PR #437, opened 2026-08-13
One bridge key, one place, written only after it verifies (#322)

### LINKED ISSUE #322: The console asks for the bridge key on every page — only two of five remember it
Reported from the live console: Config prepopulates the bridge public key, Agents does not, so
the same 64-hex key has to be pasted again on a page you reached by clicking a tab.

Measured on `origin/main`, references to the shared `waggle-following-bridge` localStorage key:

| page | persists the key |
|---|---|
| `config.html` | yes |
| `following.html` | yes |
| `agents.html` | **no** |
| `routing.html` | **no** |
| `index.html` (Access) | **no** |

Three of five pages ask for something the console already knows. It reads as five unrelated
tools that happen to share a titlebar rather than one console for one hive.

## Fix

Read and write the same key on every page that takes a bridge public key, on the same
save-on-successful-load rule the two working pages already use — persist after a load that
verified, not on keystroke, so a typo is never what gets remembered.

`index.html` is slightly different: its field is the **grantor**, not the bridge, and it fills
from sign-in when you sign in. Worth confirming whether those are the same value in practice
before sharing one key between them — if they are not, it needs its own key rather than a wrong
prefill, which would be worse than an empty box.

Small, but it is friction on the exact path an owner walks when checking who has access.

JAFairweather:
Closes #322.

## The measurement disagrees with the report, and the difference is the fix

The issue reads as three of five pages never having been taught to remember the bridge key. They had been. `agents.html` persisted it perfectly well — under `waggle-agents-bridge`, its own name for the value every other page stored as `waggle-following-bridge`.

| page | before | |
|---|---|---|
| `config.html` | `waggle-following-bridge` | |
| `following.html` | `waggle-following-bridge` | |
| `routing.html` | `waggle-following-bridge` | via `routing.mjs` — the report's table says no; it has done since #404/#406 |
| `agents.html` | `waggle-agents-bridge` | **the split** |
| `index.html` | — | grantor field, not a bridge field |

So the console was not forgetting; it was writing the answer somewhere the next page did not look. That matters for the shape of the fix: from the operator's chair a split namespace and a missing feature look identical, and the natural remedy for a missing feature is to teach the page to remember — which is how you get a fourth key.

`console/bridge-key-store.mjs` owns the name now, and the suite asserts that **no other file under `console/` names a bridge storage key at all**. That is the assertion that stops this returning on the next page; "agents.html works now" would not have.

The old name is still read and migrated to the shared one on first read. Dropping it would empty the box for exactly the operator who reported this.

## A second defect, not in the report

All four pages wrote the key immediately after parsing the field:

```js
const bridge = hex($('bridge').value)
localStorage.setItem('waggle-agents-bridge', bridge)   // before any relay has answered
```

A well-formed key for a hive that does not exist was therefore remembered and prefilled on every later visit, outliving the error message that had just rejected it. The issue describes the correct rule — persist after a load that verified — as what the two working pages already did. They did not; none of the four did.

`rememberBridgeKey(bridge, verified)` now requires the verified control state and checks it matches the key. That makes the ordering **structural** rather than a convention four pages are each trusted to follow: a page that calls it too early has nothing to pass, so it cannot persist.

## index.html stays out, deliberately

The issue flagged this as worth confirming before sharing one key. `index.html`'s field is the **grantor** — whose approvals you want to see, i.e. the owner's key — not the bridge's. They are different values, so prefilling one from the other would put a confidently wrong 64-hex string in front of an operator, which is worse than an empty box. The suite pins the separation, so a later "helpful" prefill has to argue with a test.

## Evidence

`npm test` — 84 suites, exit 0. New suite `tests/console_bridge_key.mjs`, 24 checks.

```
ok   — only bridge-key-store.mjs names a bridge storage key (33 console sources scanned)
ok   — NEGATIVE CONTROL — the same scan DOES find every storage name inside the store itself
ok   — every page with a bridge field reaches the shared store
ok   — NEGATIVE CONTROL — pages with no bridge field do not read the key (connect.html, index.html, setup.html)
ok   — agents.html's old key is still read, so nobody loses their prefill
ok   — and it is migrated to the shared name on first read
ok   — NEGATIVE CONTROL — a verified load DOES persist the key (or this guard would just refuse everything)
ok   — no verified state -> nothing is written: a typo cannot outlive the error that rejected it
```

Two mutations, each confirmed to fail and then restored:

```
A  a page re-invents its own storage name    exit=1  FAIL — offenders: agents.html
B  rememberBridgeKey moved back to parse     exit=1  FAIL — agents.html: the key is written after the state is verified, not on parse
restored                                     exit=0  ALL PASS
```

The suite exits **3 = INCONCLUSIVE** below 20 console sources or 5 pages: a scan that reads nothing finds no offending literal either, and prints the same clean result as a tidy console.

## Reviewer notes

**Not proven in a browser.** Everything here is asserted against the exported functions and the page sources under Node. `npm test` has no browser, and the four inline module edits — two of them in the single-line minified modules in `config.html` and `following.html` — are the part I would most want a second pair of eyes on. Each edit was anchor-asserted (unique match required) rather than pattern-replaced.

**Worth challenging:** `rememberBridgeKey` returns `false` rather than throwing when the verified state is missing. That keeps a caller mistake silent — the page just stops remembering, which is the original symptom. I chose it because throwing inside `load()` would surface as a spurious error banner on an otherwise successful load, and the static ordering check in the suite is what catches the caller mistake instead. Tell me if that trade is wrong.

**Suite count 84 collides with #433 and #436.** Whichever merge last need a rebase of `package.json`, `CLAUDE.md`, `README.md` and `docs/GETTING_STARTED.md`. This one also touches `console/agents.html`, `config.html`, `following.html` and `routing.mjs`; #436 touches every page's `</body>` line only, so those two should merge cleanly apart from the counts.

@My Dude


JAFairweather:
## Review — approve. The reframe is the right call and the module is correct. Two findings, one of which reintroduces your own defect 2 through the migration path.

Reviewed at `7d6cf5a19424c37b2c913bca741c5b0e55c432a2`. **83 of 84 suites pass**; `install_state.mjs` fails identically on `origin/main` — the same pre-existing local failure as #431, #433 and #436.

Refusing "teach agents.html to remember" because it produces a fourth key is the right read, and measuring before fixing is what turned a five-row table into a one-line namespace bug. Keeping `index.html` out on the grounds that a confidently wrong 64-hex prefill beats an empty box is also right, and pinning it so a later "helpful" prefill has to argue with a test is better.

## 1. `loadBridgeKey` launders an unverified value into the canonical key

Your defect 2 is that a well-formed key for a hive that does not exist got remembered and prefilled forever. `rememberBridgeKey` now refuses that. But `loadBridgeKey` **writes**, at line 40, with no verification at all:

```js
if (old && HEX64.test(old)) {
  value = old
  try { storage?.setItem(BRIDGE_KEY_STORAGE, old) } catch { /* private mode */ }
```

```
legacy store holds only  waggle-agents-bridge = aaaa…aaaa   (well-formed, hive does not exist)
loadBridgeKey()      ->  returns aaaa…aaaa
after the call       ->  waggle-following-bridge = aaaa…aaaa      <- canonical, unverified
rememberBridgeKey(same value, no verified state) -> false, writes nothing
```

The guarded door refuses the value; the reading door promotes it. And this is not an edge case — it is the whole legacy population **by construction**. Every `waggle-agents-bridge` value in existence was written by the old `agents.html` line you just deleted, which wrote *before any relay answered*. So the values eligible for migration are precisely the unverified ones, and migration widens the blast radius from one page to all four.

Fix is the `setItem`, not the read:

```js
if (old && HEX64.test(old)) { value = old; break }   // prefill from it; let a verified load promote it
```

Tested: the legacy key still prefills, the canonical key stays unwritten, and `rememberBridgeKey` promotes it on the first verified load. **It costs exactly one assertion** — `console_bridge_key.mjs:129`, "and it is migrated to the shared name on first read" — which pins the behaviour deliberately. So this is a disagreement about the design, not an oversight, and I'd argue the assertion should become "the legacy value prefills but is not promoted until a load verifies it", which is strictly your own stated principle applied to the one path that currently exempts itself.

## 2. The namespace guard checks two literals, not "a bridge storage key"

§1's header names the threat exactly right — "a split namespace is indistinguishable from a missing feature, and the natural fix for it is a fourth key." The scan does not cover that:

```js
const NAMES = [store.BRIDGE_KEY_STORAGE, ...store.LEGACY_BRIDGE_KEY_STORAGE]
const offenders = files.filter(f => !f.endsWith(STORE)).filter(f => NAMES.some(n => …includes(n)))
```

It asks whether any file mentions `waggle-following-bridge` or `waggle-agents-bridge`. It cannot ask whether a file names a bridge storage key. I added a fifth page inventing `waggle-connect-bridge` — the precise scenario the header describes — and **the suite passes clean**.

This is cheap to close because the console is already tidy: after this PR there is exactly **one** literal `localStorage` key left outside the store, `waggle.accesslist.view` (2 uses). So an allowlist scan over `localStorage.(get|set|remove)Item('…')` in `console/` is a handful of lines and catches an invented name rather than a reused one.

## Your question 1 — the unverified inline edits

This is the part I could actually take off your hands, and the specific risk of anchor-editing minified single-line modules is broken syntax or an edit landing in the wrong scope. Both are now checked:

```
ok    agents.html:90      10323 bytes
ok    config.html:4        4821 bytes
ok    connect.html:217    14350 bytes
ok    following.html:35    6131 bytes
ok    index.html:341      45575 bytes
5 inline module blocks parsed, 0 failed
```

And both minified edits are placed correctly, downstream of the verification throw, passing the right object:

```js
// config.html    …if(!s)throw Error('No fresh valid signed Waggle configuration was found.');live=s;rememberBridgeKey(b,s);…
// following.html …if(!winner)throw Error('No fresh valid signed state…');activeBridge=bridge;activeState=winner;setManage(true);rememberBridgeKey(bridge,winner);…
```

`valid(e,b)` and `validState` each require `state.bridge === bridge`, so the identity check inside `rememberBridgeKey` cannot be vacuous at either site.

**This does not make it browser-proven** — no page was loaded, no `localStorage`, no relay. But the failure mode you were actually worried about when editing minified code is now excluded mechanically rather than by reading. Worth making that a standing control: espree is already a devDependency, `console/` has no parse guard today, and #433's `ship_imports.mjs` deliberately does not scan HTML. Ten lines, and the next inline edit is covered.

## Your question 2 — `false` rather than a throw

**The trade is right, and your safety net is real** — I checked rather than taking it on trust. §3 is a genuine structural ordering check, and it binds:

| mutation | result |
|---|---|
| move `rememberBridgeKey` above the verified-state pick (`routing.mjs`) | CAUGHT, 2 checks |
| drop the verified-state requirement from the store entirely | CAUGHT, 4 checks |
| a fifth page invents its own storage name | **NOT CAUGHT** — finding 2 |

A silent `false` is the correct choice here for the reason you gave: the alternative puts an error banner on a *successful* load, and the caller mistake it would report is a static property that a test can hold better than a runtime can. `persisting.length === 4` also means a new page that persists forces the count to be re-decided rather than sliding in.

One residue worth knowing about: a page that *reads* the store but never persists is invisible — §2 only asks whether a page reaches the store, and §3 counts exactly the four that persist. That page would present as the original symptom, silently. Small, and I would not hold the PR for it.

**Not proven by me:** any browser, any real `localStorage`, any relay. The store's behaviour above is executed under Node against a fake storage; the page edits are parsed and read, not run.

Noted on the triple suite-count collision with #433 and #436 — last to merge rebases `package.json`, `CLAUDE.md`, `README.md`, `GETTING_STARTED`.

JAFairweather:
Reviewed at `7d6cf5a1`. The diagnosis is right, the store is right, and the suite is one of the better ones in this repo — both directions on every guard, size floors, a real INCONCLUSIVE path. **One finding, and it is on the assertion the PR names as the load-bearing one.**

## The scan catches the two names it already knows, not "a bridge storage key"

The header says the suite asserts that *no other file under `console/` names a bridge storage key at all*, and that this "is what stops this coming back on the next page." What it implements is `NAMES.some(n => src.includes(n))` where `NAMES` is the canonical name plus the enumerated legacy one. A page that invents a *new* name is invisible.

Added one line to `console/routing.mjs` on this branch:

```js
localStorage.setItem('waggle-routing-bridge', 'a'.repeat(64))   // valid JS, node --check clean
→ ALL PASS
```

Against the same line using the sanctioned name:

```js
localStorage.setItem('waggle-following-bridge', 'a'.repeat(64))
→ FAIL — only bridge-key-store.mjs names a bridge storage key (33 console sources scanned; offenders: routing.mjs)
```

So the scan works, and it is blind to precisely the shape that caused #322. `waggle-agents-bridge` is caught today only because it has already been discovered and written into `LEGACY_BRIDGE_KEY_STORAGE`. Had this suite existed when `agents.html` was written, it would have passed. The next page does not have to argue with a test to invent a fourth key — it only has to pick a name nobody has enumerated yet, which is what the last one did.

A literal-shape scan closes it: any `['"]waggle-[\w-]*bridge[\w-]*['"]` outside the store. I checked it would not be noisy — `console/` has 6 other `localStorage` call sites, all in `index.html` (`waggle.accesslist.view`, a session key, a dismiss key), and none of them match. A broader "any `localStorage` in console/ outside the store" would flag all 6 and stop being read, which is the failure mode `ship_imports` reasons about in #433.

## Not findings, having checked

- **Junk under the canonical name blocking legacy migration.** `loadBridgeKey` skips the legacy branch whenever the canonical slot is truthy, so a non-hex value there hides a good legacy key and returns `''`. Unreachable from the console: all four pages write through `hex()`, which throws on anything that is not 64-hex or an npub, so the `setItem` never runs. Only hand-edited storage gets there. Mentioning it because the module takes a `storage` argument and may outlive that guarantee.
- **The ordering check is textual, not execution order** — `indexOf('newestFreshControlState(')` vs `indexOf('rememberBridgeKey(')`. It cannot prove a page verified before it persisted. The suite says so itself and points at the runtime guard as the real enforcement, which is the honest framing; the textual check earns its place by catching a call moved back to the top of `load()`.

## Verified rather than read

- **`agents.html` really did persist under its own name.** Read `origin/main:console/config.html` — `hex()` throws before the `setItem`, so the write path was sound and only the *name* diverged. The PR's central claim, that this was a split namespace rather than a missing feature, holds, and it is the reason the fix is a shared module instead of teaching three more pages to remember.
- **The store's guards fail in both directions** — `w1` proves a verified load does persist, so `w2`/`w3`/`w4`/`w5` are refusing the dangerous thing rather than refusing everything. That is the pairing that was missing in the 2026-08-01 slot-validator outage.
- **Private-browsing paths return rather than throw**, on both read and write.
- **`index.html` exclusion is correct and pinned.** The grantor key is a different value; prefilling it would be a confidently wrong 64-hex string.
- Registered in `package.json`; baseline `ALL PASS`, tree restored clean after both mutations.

--

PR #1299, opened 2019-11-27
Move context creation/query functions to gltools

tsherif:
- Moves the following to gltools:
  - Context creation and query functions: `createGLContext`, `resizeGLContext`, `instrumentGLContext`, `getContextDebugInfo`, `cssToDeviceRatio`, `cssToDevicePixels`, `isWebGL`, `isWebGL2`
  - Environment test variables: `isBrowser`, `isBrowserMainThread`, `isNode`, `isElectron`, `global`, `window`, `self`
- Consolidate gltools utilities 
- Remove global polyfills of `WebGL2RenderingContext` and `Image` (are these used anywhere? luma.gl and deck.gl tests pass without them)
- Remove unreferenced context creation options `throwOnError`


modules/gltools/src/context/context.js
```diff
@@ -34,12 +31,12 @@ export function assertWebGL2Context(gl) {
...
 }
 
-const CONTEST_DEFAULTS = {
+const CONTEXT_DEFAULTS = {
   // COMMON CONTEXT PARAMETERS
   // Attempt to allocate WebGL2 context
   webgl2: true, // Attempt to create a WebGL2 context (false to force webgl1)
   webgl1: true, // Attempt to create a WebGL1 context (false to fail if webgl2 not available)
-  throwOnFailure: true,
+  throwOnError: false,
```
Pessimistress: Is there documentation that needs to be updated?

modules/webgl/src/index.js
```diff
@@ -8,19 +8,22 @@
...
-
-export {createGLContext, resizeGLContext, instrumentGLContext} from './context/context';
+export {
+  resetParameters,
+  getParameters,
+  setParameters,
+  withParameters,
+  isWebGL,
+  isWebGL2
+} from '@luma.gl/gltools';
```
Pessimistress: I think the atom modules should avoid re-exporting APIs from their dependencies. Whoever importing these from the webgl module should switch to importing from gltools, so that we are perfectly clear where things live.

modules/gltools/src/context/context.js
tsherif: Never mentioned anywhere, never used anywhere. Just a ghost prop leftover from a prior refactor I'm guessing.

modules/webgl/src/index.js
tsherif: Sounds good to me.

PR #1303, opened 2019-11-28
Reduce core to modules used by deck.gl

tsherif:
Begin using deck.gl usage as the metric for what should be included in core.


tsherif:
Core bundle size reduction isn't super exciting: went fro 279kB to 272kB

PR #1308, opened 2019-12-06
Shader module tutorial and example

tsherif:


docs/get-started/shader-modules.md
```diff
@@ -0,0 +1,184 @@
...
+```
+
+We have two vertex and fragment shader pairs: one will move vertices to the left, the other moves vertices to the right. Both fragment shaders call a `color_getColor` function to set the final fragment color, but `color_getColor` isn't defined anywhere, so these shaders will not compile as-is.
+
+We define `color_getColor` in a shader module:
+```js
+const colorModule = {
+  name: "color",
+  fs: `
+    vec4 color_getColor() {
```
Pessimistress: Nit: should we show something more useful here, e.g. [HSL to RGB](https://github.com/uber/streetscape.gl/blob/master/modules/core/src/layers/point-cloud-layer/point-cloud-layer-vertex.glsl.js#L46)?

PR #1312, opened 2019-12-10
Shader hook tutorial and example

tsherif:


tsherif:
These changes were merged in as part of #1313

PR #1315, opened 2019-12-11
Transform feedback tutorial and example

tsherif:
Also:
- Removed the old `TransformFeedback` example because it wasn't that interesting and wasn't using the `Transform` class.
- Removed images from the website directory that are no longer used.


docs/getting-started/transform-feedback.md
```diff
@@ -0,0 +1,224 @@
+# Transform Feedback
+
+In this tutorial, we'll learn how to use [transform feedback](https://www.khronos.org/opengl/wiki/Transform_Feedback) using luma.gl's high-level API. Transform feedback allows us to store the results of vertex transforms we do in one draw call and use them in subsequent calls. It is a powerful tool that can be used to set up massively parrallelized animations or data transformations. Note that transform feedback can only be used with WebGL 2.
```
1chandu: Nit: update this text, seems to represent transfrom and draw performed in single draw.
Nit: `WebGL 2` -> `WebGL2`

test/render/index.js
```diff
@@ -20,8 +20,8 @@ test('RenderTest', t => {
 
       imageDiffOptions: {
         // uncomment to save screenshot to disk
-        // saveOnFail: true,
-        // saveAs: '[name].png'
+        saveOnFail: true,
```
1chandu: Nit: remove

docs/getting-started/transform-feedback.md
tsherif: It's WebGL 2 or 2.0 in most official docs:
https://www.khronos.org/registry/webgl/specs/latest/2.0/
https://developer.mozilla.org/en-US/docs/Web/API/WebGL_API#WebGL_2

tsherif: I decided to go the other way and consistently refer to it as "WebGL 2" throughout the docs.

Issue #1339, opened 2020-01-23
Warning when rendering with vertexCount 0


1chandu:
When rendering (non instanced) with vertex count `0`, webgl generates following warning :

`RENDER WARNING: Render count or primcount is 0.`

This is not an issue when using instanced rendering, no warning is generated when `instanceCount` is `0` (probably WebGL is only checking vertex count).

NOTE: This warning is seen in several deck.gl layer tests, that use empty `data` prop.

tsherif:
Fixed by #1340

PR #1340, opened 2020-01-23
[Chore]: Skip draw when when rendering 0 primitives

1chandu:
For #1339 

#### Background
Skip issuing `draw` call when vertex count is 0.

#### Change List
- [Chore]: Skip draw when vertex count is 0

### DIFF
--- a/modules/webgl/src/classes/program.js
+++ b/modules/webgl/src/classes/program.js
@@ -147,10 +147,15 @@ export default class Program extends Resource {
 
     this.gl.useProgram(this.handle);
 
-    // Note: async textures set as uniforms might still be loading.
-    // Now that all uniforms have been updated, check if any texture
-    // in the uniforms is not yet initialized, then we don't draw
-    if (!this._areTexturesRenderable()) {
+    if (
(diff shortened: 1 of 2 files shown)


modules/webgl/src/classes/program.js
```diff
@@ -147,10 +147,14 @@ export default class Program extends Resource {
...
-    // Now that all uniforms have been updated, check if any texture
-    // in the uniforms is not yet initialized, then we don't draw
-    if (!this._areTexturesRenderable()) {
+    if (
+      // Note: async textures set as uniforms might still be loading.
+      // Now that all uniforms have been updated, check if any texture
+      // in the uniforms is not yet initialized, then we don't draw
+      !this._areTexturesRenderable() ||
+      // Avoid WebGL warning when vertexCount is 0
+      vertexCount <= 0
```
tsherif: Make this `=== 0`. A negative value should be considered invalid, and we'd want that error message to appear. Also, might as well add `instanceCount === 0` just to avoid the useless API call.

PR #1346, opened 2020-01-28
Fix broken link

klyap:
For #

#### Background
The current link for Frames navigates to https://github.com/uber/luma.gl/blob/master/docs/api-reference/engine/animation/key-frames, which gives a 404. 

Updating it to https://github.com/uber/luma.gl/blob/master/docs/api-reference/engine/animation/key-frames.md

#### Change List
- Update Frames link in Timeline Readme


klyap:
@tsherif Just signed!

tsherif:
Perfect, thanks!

* [WORK ITEM]: Extract the lines of the preceding material that run from the line with "- Removed the" through the line with "https://www.khronos.org/registry/webgl/specs/latest/2.0/", inclusive, reproducing them exactly and adding nothing.

* [RESPONSE]:
- Removed the old `TransformFeedback` example because it wasn't that interesting and wasn't using the `Transform` class.
- Removed images from the website directory that are no longer used.


docs/getting-started/transform-feedback.md
```diff
@@ -0,0 +1,224 @@
+# Transform Feedback
+
+In this tutorial, we'll learn how to use [transform feedback](https://www.khronos.org/opengl/wiki/Transform_Feedback) using luma.gl's high-level API. Transform feedback allows us to store the results of vertex transforms we do in one draw call and use them in subsequent calls. It is a powerful tool that can be used to set up massively parrallelized animations or data transformations. Note that transform feedback can only be used with WebGL 2.
```
1chandu: Nit: update this text, seems to represent transfrom and draw performed in single draw.
Nit: `WebGL 2` -> `WebGL2`

test/render/index.js
```diff
@@ -20,8 +20,8 @@ test('RenderTest', t => {
 
       imageDiffOptions: {
         // uncomment to save screenshot to disk
-        // saveOnFail: true,
-        // saveAs: '[name].png'
+        saveOnFail: true,
```
1chandu: Nit: remove

docs/getting-started/transform-feedback.md
tsherif: It's WebGL 2 or 2.0 in most official docs:
https://www.khronos.org/registry/webgl/specs/latest/2.0/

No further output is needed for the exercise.